When is settling for pretty good more productive than aiming for something a whole lot better? I think about this quite a bit as I go about my work life. It’s not just that aiming for perfection is often counter productive, but that a restless insistence on finding new ways of doing old things tempts us away from the less exciting work of getting stuff done. This is the siren song of innovation: innovation is essential when it comes to solving problems we don’t know how to solve, but what about when we already have tools that work okay? Should we go all-in using existing tools, or mess about making better tools, using time and money in their development?
This is not an academic question. Donors have to make these decisions every time they write a request for proposals, program designers make these decisions every time they write a strategy, and administrators make these decisions every time they decide to create a new tracking template rather than use the old one a predecessor left in the shared drive.

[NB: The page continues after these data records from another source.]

PR #907, opened 2024-11-08
Fix #906: Allow customization of APNs environment on push device level

### LINKED ISSUE #906: Allow customization of APNs environment on push device level
Make following changes to allow the environment setting to be more granural on device level:

- Allow customization of APNs environment on push device level.
  - Mobile SDK will send the correct environment during push device registration, add an `environment` parameter.
  - Store the `environment` parameter with the push device registration in the database.
- In case the environment is not set on device level (`null` value for old registrations), use application credentials configuration in table `push_app_credentials`, column `apns_environment`.
- In case the environment is not set on application configuration level either, use the global server settings when sending the push messages configured using property `powerauth.push.service.apns.useDevelopment` as a fallback.
  - Do not allow sending messages to devices with `development` environment in case the server is configured in `production` mode (`powerauth.push.service.apns.useDevelopment=false`).
  - For this case, just log a warning. The server has to be changed to `development` mode to allow sending of such messages.
- Cache two APNs clients for separating `production` and `development` clients and use the client based on the environment.
  - Choose the right client based on device configuration (highest priority), application credentials configuration or global setting as a fallback.

romanstrobl:


powerauth-push-client/src/main/java/io/getlime/push/client/PushServerClient.java
```diff
@@ -121,15 +121,17 @@ public boolean createDevice(String appId, String token, MobilePlatform platform)
      * @param appId PowerAuth application app ID.
      * @param token Token received from the push service provider (APNs, FCM).
      * @param platform Mobile platform (APNs, FCM, HMS).
+     * @param environment APNs environment (optional).
      * @param activationId PowerAuth activation ID.
      * @return True if device registration was successful, false otherwise.
      * @throws PushServerClientException In case of network, response / JSON processing, or other IO error.
      */
-    public boolean createDevice(String appId, String token, MobilePlatform platform, String activationId) throws PushServerClientException {
+    public boolean createDevice(String appId, String token, MobilePlatform platform, ApnsEnvironment environment, String activationId) throws PushServerClientException {
```
banterCZ: Strictly speaking, this is not binary compatible; on the other hand, it is easy for the clients to fix. Anyway, I suggest deprecating these methods and introducing a request parameter. Could be handled by a different PR.

powerauth-push-server/src/main/java/io/getlime/push/service/PushMessageSenderService.java
```diff
@@ -194,14 +197,20 @@ public void sendCampaignMessage(String appId, Platform platform, String token, P
...
 
         final PushMessageEntity pushMessageObject = pushMessageDAO.storePushMessageObject(pushMessageBody, attributes, userId, activationId, deviceId);
 
         switch (platform) {
-            case IOS, APNS ->
-                    pushSendingWorker.sendMessageToApns(pushClient.getApnsClient(), pushMessageBody, attributes, priority, token, pushClient.getAppCredentials().getApnsBundle(), createPushSendingCallback(token, pushMessageObject, pushClient));
+            case IOS, APNS -> {
+                final ApnsEnvironment apnsEnvironment = environment != null ? resolveApnsEnvironment(environment.getKey()) : resolveApnsEnvironment(null);
+                if (apnsEnvironment == null) {
+                    logger.error("Campaign push message cannot be sent because APNs environment configuration failed. Check configuration of application property 'powerauth.push.service.apns.useDevelopment'.");
```
banterCZ: 🤔 Shouldn't we return from this branch or wrap the next lines into an `else` branch?

powerauth-push-server/src/main/resources/application.properties
```diff
@@ -56,7 +56,7 @@ powerauth.push.service.registration.retry.maxAttempts=2
 powerauth.push.service.clients.cache.refreshAfterWrite=5m
 
 # APNs Configuration
-powerauth.push.service.apns.useDevelopment=true
+powerauth.push.service.apns.useDevelopment=false
```
banterCZ: 👀 Shouldn't we document this change?

banterCZ (commented):
In general, looks good. Let's wait for documentation and tests.

powerauth-push-server/src/main/java/io/getlime/push/service/PushMessageSenderService.java
romanstrobl: Yes, good catch.

powerauth-push-server/src/main/resources/application.properties
romanstrobl: Yes, I will prepare documentation.

powerauth-push-client/src/main/java/io/getlime/push/client/PushServerClient.java
romanstrobl: Ok, I can make the change in a compatible way and use deprecation and write a migration note.

powerauth-push-server/src/main/resources/application.properties
romanstrobl: I will revert this change, because it complicates development. The environment should be chosen automatically during registration.

docs/PowerAuth-Push-Server-1.10.0.md
```diff
@@ -46,3 +46,17 @@ The unconfigured application list endpoint `POST /admin/app/unconfigured/list` u
...
+
+It is now possible to specify an APNs environment per device registration. The change is reflected in the REST API endpoints `/push/device/create` and `/push/device/create/multi` by addition of the `environment` parameter.
+
+The allowed values of the `environment` parameter are:
+- `development` - development APNs host is used for sending push messages
+- `production` - production APNs host is used for sending push messages
+
+For platforms other than APNs the parameter is not used, `null` value is allowed.
+
+For existing device registrations the `environment` is not specified, thus the global server setting is used. The environment is controlled by property `powerauth.push.service.apns.useDevelopment`. In case the property is set to `production`, delivery to `development` APNs host is not allowed for devices registered with `development` environment.
```
zcgandcomp: We have a global setting, an application setting (and now a device setting)

powerauth-push-client/src/main/java/io/getlime/push/client/PushServerClient.java
```diff
@@ -145,16 +151,39 @@ public boolean createDevice(String appId, String token, MobilePlatform platform,
...
+     * @return True if device registration was successful, false otherwise.
+     * @throws PushServerClientException In case of network, response / JSON processing, or other IO error.
+     */
+    public boolean createDevice(final CreateDeviceRequest request) throws PushServerClientException {
+        String error = CreateDeviceRequestValidator.validate(request);
+        if (error != null) {
+            throw new PushServerClientException(error);
+        }
+
+        logger.info("Calling create device service, appId: {}, token: {}, platform: {} - start", request.getAppId(), maskToken(request.getToken()), request.getPlatform());
```
zcgandcomp: Well, apart from the logging guideline.
"Calling create device service, appId: {}, token: {}, platform: {} - start"

```
 logger.info("call={}, callType={}, action: createDevice, state: initiated, appId: {}, token: {}, platform: {}, environment: {}", "/push/device/create", "POST" ,  request.getAppId(), maskToken(request.getToken()), request.getPlatform(),request.getEnvironment())
...
 logger.info("call={}, callType={}, action: createDevice, state: succeeded", "/push/device/create", "POST");
```

We should add the environment.
The succeeded state log  should not print the data again (because of tracing)

powerauth-push-server/src/main/java/io/getlime/push/service/AppRelatedPushClientCacheLoader.java
```diff
@@ -86,8 +90,12 @@ private AppRelatedPushClient createPushClient(final AppCredentialsEntity credent
         pushClient.setAppCredentials(credentials);
 
         if (credentials.getApnsPrivateKey() != null) {
-            final ApnsClient apnsClient = pushSendingWorker.prepareApnsClient(credentials);
-            pushClient.setApnsClient(apnsClient);
+            final ApnsClient apnsClientProduction = pushSendingWorker.prepareApnsClient(credentials, ApnsEnvironment.PRODUCTION);
+            pushClient.setApnsClientProduction(apnsClientProduction);
+            if (configuration.isApnsUseDevelopment()) {
```
zcgandcomp: This is actually on the credentials level too. So there should be something like:
` if (configuration.isApnsUseDevelopment() || credentials.getIosEnvironment()) {`

powerauth-push-server/src/main/java/io/getlime/push/service/PushMessageSenderService.java
```diff
@@ -278,6 +288,22 @@ private void updateStatusAndPersist(PushMessageEntity pushMessageObject, PushMes
...
+        if (environmentDevice != null) {
+            final ApnsEnvironment envDevice = ApnsEnvironment.fromString(environmentDevice);
+            if (!configuration.isApnsUseDevelopment() && envDevice == ApnsEnvironment.DEVELOPMENT) {
+                logger.warn("Invalid configuration: server is configured with APNs in production mode, however push device is registered in development mode.");
+                return null;
+            }
+            return envDevice;
+        }
+        // Fallback in case device was registered without environment
+        if (configuration.isApnsUseDevelopment()) {
```
zcgandcomp: and we still have the config on the application level

powerauth-push-client/src/main/java/io/getlime/push/client/PushServerClient.java
romanstrobl: Ok, I will change the logging in this class.

powerauth-push-server/src/main/java/io/getlime/push/service/PushMessageSenderService.java
romanstrobl: Added.

powerauth-push-server/src/main/java/io/getlime/push/service/AppRelatedPushClientCacheLoader.java
romanstrobl: Added.

powerauth-push-client/src/main/java/io/getlime/push/client/PushServerClient.java
```diff
@@ -138,23 +144,48 @@ public boolean createDevice(String appId, String token, MobilePlatform platform,
...
+        String error = CreateDeviceRequestValidator.validate(request);
+        if (error != null) {
+            throw new PushServerClientException(error);
+        }
+
+        logger.info("call={}, callType={}, action: createDevice, state: initiated, appId: {}, token: {}, platform: {}, environment: {}",
+                "/push/device/create", "POST", request.getAppId(), maskToken(request.getToken()), request.getPlatform(), request.getEnvironment());
         Response response = postObjectImpl("/push/device/create", new ObjectRequest<>(request));
-        logger.info("Calling create device service, appId: {}, token: {}, platform: {} - finish", appId, maskToken(token), platform);
+        logger.info("call={}, callType={}, action: createDevice, state: succeeded", "/push/device/create", "POST");
```
banterCZ, line 171: 🤔 Is parametrizing the log message by the static string value needed?

banterCZ (approved):
Looks good.

powerauth-push-client/src/main/java/io/getlime/push/client/PushServerClient.java
romanstrobl: I am following the previous feedback in this PR.

powerauth-push-model/src/main/java/io/getlime/push/model/validator/CreateDeviceRequestValidator.java
```diff
@@ -71,6 +72,9 @@ public static String validate(CreateDeviceForActivationsRequest request) {
         if (request.getPlatform() == null) {
             return "Platform must not be null.";
         }
+        if (request.getPlatform() != MobilePlatform.APNS && request.getEnvironment() != null) {
+            return "Environment specified for platform which does not support environment setting.";
```
zcgandcomp:
```suggestion
            return "Environment specified for a platform that does not support environment setting.";
```

powerauth-push-server/src/main/java/io/getlime/push/service/PushMessageSenderService.java
```diff
@@ -194,14 +201,22 @@ public void sendCampaignMessage(String appId, Platform platform, String token, P
...
         final AppRelatedPushClient pushClient = prepareClients(appId);
 
         final PushMessageEntity pushMessageObject = pushMessageDAO.storePushMessageObject(pushMessageBody, attributes, userId, activationId, deviceId);
 
         switch (platform) {
-            case IOS, APNS ->
-                    pushSendingWorker.sendMessageToApns(pushClient.getApnsClient(), pushMessageBody, attributes, priority, token, pushClient.getAppCredentials().getApnsBundle(), createPushSendingCallback(token, pushMessageObject, pushClient));
+            case IOS, APNS -> {
+                final String environmentAppConfig = pushClient.getAppCredentials().getApnsEnvironment();
+                final ApnsEnvironment apnsEnvironment = environment != null ? resolveApnsEnvironment(environment.getKey(), environmentAppConfig) : resolveApnsEnvironment(null, environmentAppConfig);
```
zcgandcomp: The environment passed as an attribute is actually the device environment so why do we not use just:

final ApnsEnvironment environment =  resolveApnsEnvironment(environment, environmentAppConfig);

?

powerauth-push-server/src/main/java/io/getlime/push/service/PushMessageSenderService.java
```diff
@@ -278,6 +293,29 @@ private void updateStatusAndPersist(PushMessageEntity pushMessageObject, PushMes
         }
     }
 
+    private ApnsEnvironment resolveApnsEnvironment(final String environmentDevice, final String environmentAppConfig) {
+        if (environmentDevice != null) {
```
zcgandcomp: Just as a code concept for explaining the resolution logic - the switching between an enum and a String is hard to follow. We should not use the enum on the Service layer at all IMHO. @banterCZ 

// resolve environment from the application configuration
String environment = environmentAppConfig;
// resolve environment from the server configuration if not set on application level
if (environment == null) {
 environment = configuration.isApnsUseDevelopment();
}
// now the environment should be already set - otherwise we have invalid configuration, but let's skip it.

// the environment is set on the device level
if (environmentDevice != null) {
// the device is set for production or the server / app is configured for development
 if (environmentDevice == ApnsEnvironment.PRODUCTION || environment == ApnsEnvironment.DEVELOPMENT) {
    // we can do the validation in this way
    environment = environmentDevice;
  } 
}

return environment;

powerauth-push-server/src/main/java/io/getlime/push/service/PushMessageSenderService.java
```diff
@@ -278,6 +293,29 @@ private void updateStatusAndPersist(PushMessageEntity pushMessageObject, PushMes
...
+            final ApnsEnvironment envDevice = ApnsEnvironment.fromString(environmentDevice);
+            if (!configuration.isApnsUseDevelopment() && envDevice == ApnsEnvironment.DEVELOPMENT) {
+                logger.warn("Invalid configuration: server is configured with APNs in production mode, however push device is registered in development mode.");
```
zcgandcomp: The logging is excessive either log error after the call of the resolveEnvironment, or log warn in the resolveEnvironment.

zcgandcomp (changes requested):

powerauth-push-server/src/main/java/io/getlime/push/service/PushMessageSenderService.java
romanstrobl: I will cleanup the code.

powerauth-push-server/src/main/java/io/getlime/push/service/PushMessageSenderService.java
romanstrobl: Ok, I will use this logic. Based on test results it is identical to original code, but it seems more readable.

powerauth-push-server/src/main/java/io/getlime/push/service/PushMessageSenderService.java
romanstrobl: Ok, I will move the code outside of this method.

powerauth-push-server/src/main/java/io/getlime/push/service/PushMessageSenderService.java
```diff
@@ -96,13 +98,17 @@ public BasePushMessageSendResult sendPushMessage(final String appId, final Mode
 
                     final Platform platform = device.getPlatform();
                     if (platform == Platform.IOS || platform == Platform.APNS) {
-                        if (pushClient.getApnsClient() == null) {
-                            logger.error("Push message cannot be sent to APNS because APNS is not configured in push server.");
+                        final PushMessageSendResult.PlatformResult platformResult = sendResult.getApns();
+                        final PushSendingCallback callback = createPushSendingCallback(mode, device, platformResult, pushMessageObject, phaser);
+                        final String environment = resolveApnsEnvironment(device.getEnvironment(), appCredentials.getApnsEnvironment());
+                        if (!configuration.isApnsUseDevelopment() && ApnsEnvironment.DEVELOPMENT.getKey().equals(device.getEnvironment())) {
```
zcgandcomp: This will not take into the account server appCredentials setting.

we can simply as:
```
// if the device environment is used, and the device environment is not the same as resolved environment we have to skip.
if (device.getEnvironment() !=null && !device.getEnvironment().equals(environment))
```

Alternatively you can modify resolveEnvironment method and ensure null is returned in the case of incorrect state.

Example in resolveEnvironment:

```
        if (environmentDevice != null) {
            if (environmentDevice.equals(ApnsEnvironment.PRODUCTION.getKey()) || environment.equals(ApnsEnvironment.DEVELOPMENT.getKey())) {
                environment = environmentDevice;
            } else {
               // environment cannot be resolved as we have conflicting server settings and device settings
               environment = null;
           }
        }
```

zcgandcomp (changes requested):

powerauth-push-server/src/main/java/io/getlime/push/service/PushMessageSenderService.java
romanstrobl: Understood. I prefer the variant with returning `null` value and handling this state outside the method.

romanstrobl: I added a test for this case. Both global configuration and application credential configuration setting is tested.

zcgandcomp (approved):
Nice, thank you!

I think we probably all have a tendency toward either using what works or inventing something new. Back in the day, most people were probably content using a spear to hunt mastodon while that one guy was spending too much time messing around with a far-fetched idea for a bow and arrow. The spear-wielders probably brought home more meat than the tinkerer did in the short-term. Maybe the tinkerer’s family even went hungry while he tinkered, and the kids were reduced to eating bugs and tree bark. But eventually (whether in our fictional tinkerer’s lifetime or generations later) the bow and arrow brought a greater return on investment than the spear.
Spear wielding is honorable and productive, but we live in an age that worships invention of the new-fangled bow and arrow. Most of us are and should be spear wielders. I am one. When I look at the problems I aim to solve (these days, for me, that means increasing contraceptive access in Nigeria) I see an array of proven spears laid out in front of me. I’ve tailored some of these spears myself, so I know their heft and how they will fly. They have drawbacks and flaws. But if I use them well and patiently, I know what kind of return I can expect – and it’s a pretty good return.

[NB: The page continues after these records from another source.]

PR #911, opened 2024-11-19
Fix #908: The tracing context is not propagated to PushSendingWorker

### LINKED ISSUE #908: The tracing context is not propagated to PushSendingWorker
When a push notification is sent via worker, we lose the tracing context. This makes it extremely difficult to trace problems with the actual Push sending. There are multiple issues with push sending, typically due to a wrong configuration.

Propagete context to Phaser.

banterCZ:


romanstrobl (approved):
Nice solution!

There are people and organizations who are driven to develop the new, and leapfrog the old, because the new irresistably calls to them. I admire them, and I hope I’ll never be too old or inflexible to try a new tool that works better than the one in my hand. But if we all run off inventing bows and arrows, who is left to use the spears to hunt the mastodon to feed the family? It isn’t a rejection of the promise of technology to say that a family’s hunger for food now (or a community’s right to clean water, bed nets, and contraceptives) demands that we invest adequately in feeding the family now, with the technology we have, while setting some of those tinkerers free to innovate wildly and – hopefully – produce exponentially more food in the unknown future.

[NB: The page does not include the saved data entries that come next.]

PR #912, opened 2024-11-19
Fix #910: Make CA certificate loading fail early

### LINKED ISSUE #910: Make CA certificate loading fail early
We faced several regression bugs while loading the certificates. Make loading eager to fail early.

A follow-up to #909

banterCZ:


powerauth-push-server/src/main/java/io/getlime/push/service/CaCertificateService.java
```diff
@@ -30,19 +31,17 @@
...
+ * Service for working with CA Certificates.
  *
  * @author Petr Dvorak, petr@wultra.com
  */
 @Service
-@AllArgsConstructor
+@RequiredArgsConstructor
 @Slf4j
-public class CaCertUtil {
+public class CaCertificateService {
```
banterCZ, line 44: Misleading, it is not a util class.

powerauth-push-server/src/main/java/io/getlime/push/service/CaCertificateService.java
```diff
@@ -59,12 +58,21 @@ public class CaCertUtil {
...
 
+    private List<X509Certificate> allCertificates;
+
     /**
      * Obtain all registered CA certificates.
      * @return All registered CA certificates.
      */
     public X509Certificate[] allCerts() {
-        // Prepare result list
+        return allCertificates.toArray(X509Certificate[]::new);
```
banterCZ, line 68: Besides early failure, we get the performance improvement to load it just once.

romanstrobl (approved):
Nice improvement!

powerauth-push-server/src/main/java/io/getlime/push/service/CaCertificateService.java
```diff
@@ -59,12 +58,21 @@ public class CaCertUtil {
...
+    }
+
+    /**
+     * Load the locally stored CA certificates required by Apple for APNs.
+     */
+    @PostConstruct
```
banterCZ, line 74: @zcgandcomp This may affect startup time, but the benefit is, that it is loaded once per push-server instance and fails early if any error. This used to be called per APNS client and failed when called.

powerauth-push-server/src/main/java/io/getlime/push/service/CaCertificateService.java
```diff
@@ -83,29 +94,35 @@ public X509Certificate[] allCerts() {
...
-                    final String certString = new String(inputStream.readAllBytes(), StandardCharsets.UTF_8);
-                    final X509Certificate cert = certificateFromPem(certString);
-                    result.add(cert);
-                }
-            } catch (CertificateException | IOException e) {
-                logger.error("Certificate error: {}", e.getMessage(), e);
+        result.addAll(loadEmbeddedCertificate());
+
+        allCertificates = result;
+        logger.debug("#loadAllCertificates took {} ms", System.currentTimeMillis() - startTimestamp);
```
banterCZ:
```log
#loadAllCertificates took 24 ms
```

banterCZ:
As confirmed with @zcgandcomp at technical-grooming, this change does not heavily affect the start time.

PR #922, opened 2024-12-11
Fix #920: Embed new APNS certificates

### LINKED ISSUE #920: Embed new APNS certificates
As per https://developer.apple.com/news/?id=09za8wzy
we need to add new certificates to trust store.

romanstrobl:


banterCZ (approved):
Looks good.

powerauth-push-server/src/main/resources/cacert/USERTrustRSAAAACA_2025.pem
banterCZ, line 1: I have checked, that this PEM is `SHA-2 Root : USERTrust RSA Certification Authority` from https://www.sectigo.com/knowledge-base/detail/Sectigo-Intermediate-Certificates/kA01N000000rfBO as stated in https://developer.apple.com/news/?id=09za8wzy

Any organization will have a mix of spear-wielders and tinkerers, of people who maintain the memory of what has been done and what works, and those who brashly go off creating a new, uncharted way that may or may not pay off. We need each other. What we don’t need is to turn one sort into the other sort, to force spear-wielders to tart up their old ways to make them look new in order to seem worthy, or to force tinkerers to promise us they’ll never fail to bring home the mastodon. They will fail, often. We should be waiting for them back at the camp fire with a big plate of mastodon brought down with our trusty spears, until the day that new bow makes the arrow fly true.